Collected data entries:
★ ★ ★ ★

PR #1966, opened 2023-03-19
Allows the granularity to be less than one second. Player updates wou…

vinnybad:
…ld be limited to a minimum value of one second on iOS if this is not done.


vinnybad:
Closed it - saw I was on an older version where the value was 1. it's 1000 on master.

Issue #1963, opened 2023-03-18
[Expo] iOS Notification Controls Missing


jcksncllwy:
**Describe the Bug**
Audio plays in the background just fine, but playback controls do not appear on the lock screen.

**Steps To Reproduce**
I only know how to reproduce this with my setup.

**Code To Reproduce**
I don't know if there is a simple way to reproduce this.

**Replicable on Example App?**
Can you replicate this bug in the [React Native Track Player Example App](https://github.com/doublesymmetry/react-native-track-player/tree/main/example)?
The example app doesn't use Expo, which I think might be part of the problem.

**Environment Info:**
System:
    OS: macOS 13.2.1
    CPU: (8) arm64 Apple M1 Pro
    Memory: 3.31 GB / 32.00 GB
    Shell: 5.8.1 - /bin/zsh
  Binaries:
    Node: 19.5.0 - ~/.nvm/versions/node/v19.5.0/bin/node
    Yarn: Not Found
    npm: 9.3.1 - ~/.nvm/versions/node/v19.5.0/bin/npm
    Watchman: Not Found
  Managers:
    CocoaPods: 1.11.3 - /usr/local/bin/pod
  SDKs:
    iOS SDK:
      Platforms: DriverKit 22.2, iOS 16.2, macOS 13.1, tvOS 16.1, watchOS 9.1
    Android SDK: Not Found
  IDEs:
    Android Studio: Not Found
    Xcode: 14.2/14C18 - /usr/bin/xcodebuild
  Languages:
    Java: Not Found
  npmPackages:
    @react-native-community/cli: Not Found
    react: 18.1.0 => 18.1.0 
    react-native: 0.70.5 => 0.70.5 
    react-native-macos: Not Found
  npmGlobalPackages:
    *react-native*: Not Found

Paste the exact `react-native-track-player` version you are using
`react-native-track-player: ^3.2.0`

Real device? Or simulator?
Real device

What OS are you running?
iOS

**How I can Help**
What can you do to help resolve this?
Have you investigated the underlying JS or Swift/Android code causing this bug?
Can you create a Pull Request with a fix?

jspizziri:
@jcksncllwy as I've mentioned [here](https://github.com/doublesymmetry/react-native-track-player/issues/1675#issuecomment-1229154827) and a few other places (linked below for additional context). None of the maintainers use Expo and we don't really officially support it given the lack of expertise in it on the team.

[...]

PR #1969, opened 2023-03-20
docs(expo): Remove misleading documentation about Expo support 

jcksncllwy:
It seems that "none of the maintainers use Expo and we don't really officially support it given the lack of expertise in it on the team." https://github.com/doublesymmetry/react-native-track-player/issues/1963#issuecomment-1475198626

I would have saved a lot of time and effort if the docs had not clearly stated that Expo is supported when it isn't. Hopefully this change will save others from the same wasted effort.

### DIFF
--- a/docs/docs/basics/installation.mdx
+++ b/docs/docs/basics/installation.mdx
@@ -62,4 +62,13 @@ cd ios && pod install
 
 ## Expo
 
-Unfortunately, we do not support Expo at this time.
+You can now use React Native Track Player with Expo. 
+
+Please be aware that while many people are using React Native Track Player with Expo successfully, the current maintainers of this project do not use Expo and their ability to resolve issues involving Expo is limited.
+
+To get started, create a [custom development client](https://docs.expo.dev/clients/getting-started/) for your Expo app and then install React Native Track Player.
+
+Here is the configuration required for audio playback in background:
+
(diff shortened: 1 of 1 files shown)


docs/docs/basics/installation.mdx
```diff
@@ -62,11 +62,4 @@ cd ios && pod install
...
 
-You can now use React Native Track Player with Expo.
-
-Start by creating a [custom development client](https://docs.expo.dev/clients/getting-started/) for your Expo app and then install React Native Track Player.
-
-Here is the configuration required for audio playback in background:
-
-- [iOS: Enable audio playback in background via your app.json](https://docs.expo.dev/versions/latest/sdk/audio/#playing-or-recording-audio-in-background-ios)
-- [Android: Stop playback when the app is closed](./background-mode.md/#android)
+Unfortunately, we do not support Expo at this time.
```
jspizziri, line 65: @jcksncllwy this isn't entirely true, although neither is the earlier message. I know that there are a lot of users who are using Expo successfully, so I don't want to remove this documentation. However, it's probably good to add a note/warning that while it does work you can't expect much support from the maintainers (as they currently exist).

jcksncllwy: Gotcha. I've updated the wording to better reflect that. Let me know what you think

PR #1973, opened 2023-03-22
feat: sleep timer

puckey:
- ios implementation depends on https://github.com/doublesymmetry/SwiftAudioEx/pull/47
- android implementation
- `TrackPlayer.setSleepTimer(seconds)`
- `TrackPlayer.sleepWhenActiveTrackReachesEnd()`
- `TrackPlayer.getSleepTimer()`
- `TrackPlayer.clearSleepTimer()`
- `sleep-timer-changed` event
- `sleep-timer-complete` event
- `useSleepTimer()` hook

### DIFF
--- a/android/src/main/java/com/doublesymmetry/trackplayer/addons/SleepTimer.kt
+++ b/android/src/main/java/com/doublesymmetry/trackplayer/addons/SleepTimer.kt
@@ -1,0 +1,46 @@
+package com.doublesymmetry.trackplayer.addons
+
+import android.os.Handler
+import android.os.Looper
+import kotlinx.coroutines.*
+
+open class SleepTimer {
+    var time: Double? = null
+    private var runnable: Runnable? = null
+    private val handler = Handler(Looper.getMainLooper())
+
+    val isRunning: Boolean
+        get() = time != null
+
+    fun sleepAfter(seconds: Double) {
+        stopTimer()
+        val runnable = Runnable {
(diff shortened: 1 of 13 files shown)


pke:
I am not sure if such should be part of the library. 
Couldn't this easily be solved outside this library with a 3rd party package named like `react-native-track-player-sleep`?

bradleyflood:
It's nice work but my concern is this brings more code to maintain, more Issues that might be raised, more surface area for bugs, and more documentation.

I vote we leave this for individuals to integrate in their own way. Or publish it as a Recipe or Addon.

puckey:
Since there doesn't seem to be much animo for integrating this feature, I will maintain it in our fork instead

martinmidtsund:
😢 We are also in need of this, and thought this was going to be merged so we have awaited the implementation. We do have a pure JS version, but we get reports that sometimes it doesn't stop after the current track.

Is your fork open-source @puckey ?

puckey:
> 😢 We are also in need of this, and thought this was going to be merged so we have awaited the implementation. We do have a pure JS version, but we get reports that sometimes it doesn't stop after the current track.
> 
> Is your fork open-source @puckey ?

yes it is open-source.. I haven't done a production release with it yet though – I will be doing extensive testing in the next few weeks

julianCast:
This was going to be a nice addition!!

★ ★ ★ ★

Problem statement: Could you return all of the entries exactly as they stand?

Answer to the problem:
PR #1966, opened 2023-03-19
Allows the granularity to be less than one second. Player updates wou…

vinnybad:
…ld be limited to a minimum value of one second on iOS if this is not done.


vinnybad:
Closed it - saw I was on an older version where the value was 1. it's 1000 on master.

Issue #1963, opened 2023-03-18
[Expo] iOS Notification Controls Missing


jcksncllwy:
**Describe the Bug**
Audio plays in the background just fine, but playback controls do not appear on the lock screen.

**Steps To Reproduce**
I only know how to reproduce this with my setup.

**Code To Reproduce**
I don't know if there is a simple way to reproduce this.

**Replicable on Example App?**
Can you replicate this bug in the [React Native Track Player Example App](https://github.com/doublesymmetry/react-native-track-player/tree/main/example)?
The example app doesn't use Expo, which I think might be part of the problem.

**Environment Info:**
System:
    OS: macOS 13.2.1
    CPU: (8) arm64 Apple M1 Pro
    Memory: 3.31 GB / 32.00 GB
    Shell: 5.8.1 - /bin/zsh
  Binaries:
    Node: 19.5.0 - ~/.nvm/versions/node/v19.5.0/bin/node
    Yarn: Not Found
    npm: 9.3.1 - ~/.nvm/versions/node/v19.5.0/bin/npm
    Watchman: Not Found
  Managers:
    CocoaPods: 1.11.3 - /usr/local/bin/pod
  SDKs:
    iOS SDK:
      Platforms: DriverKit 22.2, iOS 16.2, macOS 13.1, tvOS 16.1, watchOS 9.1
    Android SDK: Not Found
  IDEs:
    Android Studio: Not Found
    Xcode: 14.2/14C18 - /usr/bin/xcodebuild
  Languages:
    Java: Not Found
  npmPackages:
    @react-native-community/cli: Not Found
    react: 18.1.0 => 18.1.0 
    react-native: 0.70.5 => 0.70.5 
    react-native-macos: Not Found
  npmGlobalPackages:
    *react-native*: Not Found

Paste the exact `react-native-track-player` version you are using
`react-native-track-player: ^3.2.0`

Real device? Or simulator?
Real device

What OS are you running?
iOS

**How I can Help**
What can you do to help resolve this?
Have you investigated the underlying JS or Swift/Android code causing this bug?
Can you create a Pull Request with a fix?

jspizziri:
@jcksncllwy as I've mentioned [here](https://github.com/doublesymmetry/react-native-track-player/issues/1675#issuecomment-1229154827) and a few other places (linked below for additional context). None of the maintainers use Expo and we don't really officially support it given the lack of expertise in it on the team.

[...]

PR #1969, opened 2023-03-20
docs(expo): Remove misleading documentation about Expo support 

jcksncllwy:
It seems that "none of the maintainers use Expo and we don't really officially support it given the lack of expertise in it on the team." https://github.com/doublesymmetry/react-native-track-player/issues/1963#issuecomment-1475198626

I would have saved a lot of time and effort if the docs had not clearly stated that Expo is supported when it isn't. Hopefully this change will save others from the same wasted effort.

### DIFF
--- a/docs/docs/basics/installation.mdx
+++ b/docs/docs/basics/installation.mdx
@@ -62,4 +62,13 @@ cd ios && pod install
 
 ## Expo
 
-Unfortunately, we do not support Expo at this time.
+You can now use React Native Track Player with Expo. 
+
+Please be aware that while many people are using React Native Track Player with Expo successfully, the current maintainers of this project do not use Expo and their ability to resolve issues involving Expo is limited.
+
+To get started, create a [custom development client](https://docs.expo.dev/clients/getting-started/) for your Expo app and then install React Native Track Player.
+
+Here is the configuration required for audio playback in background:
+
(diff shortened: 1 of 1 files shown)


docs/docs/basics/installation.mdx
```diff
@@ -62,11 +62,4 @@ cd ios && pod install
...
 
-You can now use React Native Track Player with Expo.
-
-Start by creating a [custom development client](https://docs.expo.dev/clients/getting-started/) for your Expo app and then install React Native Track Player.
-
-Here is the configuration required for audio playback in background:
-
-- [iOS: Enable audio playback in background via your app.json](https://docs.expo.dev/versions/latest/sdk/audio/#playing-or-recording-audio-in-background-ios)
-- [Android: Stop playback when the app is closed](./background-mode.md/#android)
+Unfortunately, we do not support Expo at this time.
```
jspizziri, line 65: @jcksncllwy this isn't entirely true, although neither is the earlier message. I know that there are a lot of users who are using Expo successfully, so I don't want to remove this documentation. However, it's probably good to add a note/warning that while it does work you can't expect much support from the maintainers (as they currently exist).

jcksncllwy: Gotcha. I've updated the wording to better reflect that. Let me know what you think

PR #1973, opened 2023-03-22
feat: sleep timer

puckey:
- ios implementation depends on https://github.com/doublesymmetry/SwiftAudioEx/pull/47
- android implementation
- `TrackPlayer.setSleepTimer(seconds)`
- `TrackPlayer.sleepWhenActiveTrackReachesEnd()`
- `TrackPlayer.getSleepTimer()`
- `TrackPlayer.clearSleepTimer()`
- `sleep-timer-changed` event
- `sleep-timer-complete` event
- `useSleepTimer()` hook

### DIFF
--- a/android/src/main/java/com/doublesymmetry/trackplayer/addons/SleepTimer.kt
+++ b/android/src/main/java/com/doublesymmetry/trackplayer/addons/SleepTimer.kt
@@ -1,0 +1,46 @@
+package com.doublesymmetry.trackplayer.addons
+
+import android.os.Handler
+import android.os.Looper
+import kotlinx.coroutines.*
+
+open class SleepTimer {
+    var time: Double? = null
+    private var runnable: Runnable? = null
+    private val handler = Handler(Looper.getMainLooper())
+
+    val isRunning: Boolean
+        get() = time != null
+
+    fun sleepAfter(seconds: Double) {
+        stopTimer()
+        val runnable = Runnable {
(diff shortened: 1 of 13 files shown)


pke:
I am not sure if such should be part of the library. 
Couldn't this easily be solved outside this library with a 3rd party package named like `react-native-track-player-sleep`?

bradleyflood:
It's nice work but my concern is this brings more code to maintain, more Issues that might be raised, more surface area for bugs, and more documentation.

I vote we leave this for individuals to integrate in their own way. Or publish it as a Recipe or Addon.

puckey:
Since there doesn't seem to be much animo for integrating this feature, I will maintain it in our fork instead

martinmidtsund:
😢 We are also in need of this, and thought this was going to be merged so we have awaited the implementation. We do have a pure JS version, but we get reports that sometimes it doesn't stop after the current track.

Is your fork open-source @puckey ?

puckey:
> 😢 We are also in need of this, and thought this was going to be merged so we have awaited the implementation. We do have a pure JS version, but we get reports that sometimes it doesn't stop after the current track.
> 
> Is your fork open-source @puckey ?

yes it is open-source.. I haven't done a production release with it yet though – I will be doing extensive testing in the next few weeks

julianCast:
This was going to be a nice addition!!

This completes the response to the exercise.